Collected data
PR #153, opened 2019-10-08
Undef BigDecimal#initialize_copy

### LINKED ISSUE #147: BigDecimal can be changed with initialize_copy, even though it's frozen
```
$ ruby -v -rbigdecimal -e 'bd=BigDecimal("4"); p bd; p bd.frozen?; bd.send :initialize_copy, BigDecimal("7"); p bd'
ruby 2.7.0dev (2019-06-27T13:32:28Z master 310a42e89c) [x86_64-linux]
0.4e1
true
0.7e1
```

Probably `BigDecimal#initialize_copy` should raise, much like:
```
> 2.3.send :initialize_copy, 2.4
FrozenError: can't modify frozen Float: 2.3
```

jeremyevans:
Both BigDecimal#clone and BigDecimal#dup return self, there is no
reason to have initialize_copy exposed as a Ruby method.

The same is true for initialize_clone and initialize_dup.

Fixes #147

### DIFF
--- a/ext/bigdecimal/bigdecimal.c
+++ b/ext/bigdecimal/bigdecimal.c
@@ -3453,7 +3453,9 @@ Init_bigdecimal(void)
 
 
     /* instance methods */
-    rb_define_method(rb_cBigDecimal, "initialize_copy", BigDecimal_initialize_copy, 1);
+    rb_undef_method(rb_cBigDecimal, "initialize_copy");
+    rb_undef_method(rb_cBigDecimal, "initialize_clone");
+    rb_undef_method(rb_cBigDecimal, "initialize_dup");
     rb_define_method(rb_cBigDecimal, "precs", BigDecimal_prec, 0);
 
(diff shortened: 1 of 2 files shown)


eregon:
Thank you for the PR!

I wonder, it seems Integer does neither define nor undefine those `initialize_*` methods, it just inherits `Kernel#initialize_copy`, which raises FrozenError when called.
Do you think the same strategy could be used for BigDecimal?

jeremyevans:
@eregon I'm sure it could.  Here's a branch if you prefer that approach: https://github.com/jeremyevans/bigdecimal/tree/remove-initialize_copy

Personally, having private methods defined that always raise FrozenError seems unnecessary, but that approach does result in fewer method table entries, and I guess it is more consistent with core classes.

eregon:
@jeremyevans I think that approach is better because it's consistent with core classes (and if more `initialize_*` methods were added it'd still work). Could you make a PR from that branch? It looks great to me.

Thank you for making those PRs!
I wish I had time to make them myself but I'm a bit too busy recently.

WHAT YOU SHOULD DO:
Every line above that includes the word "true" should be listed.

ANSWER SECTION:
true
The same is true for initialize_clone and initialize_dup.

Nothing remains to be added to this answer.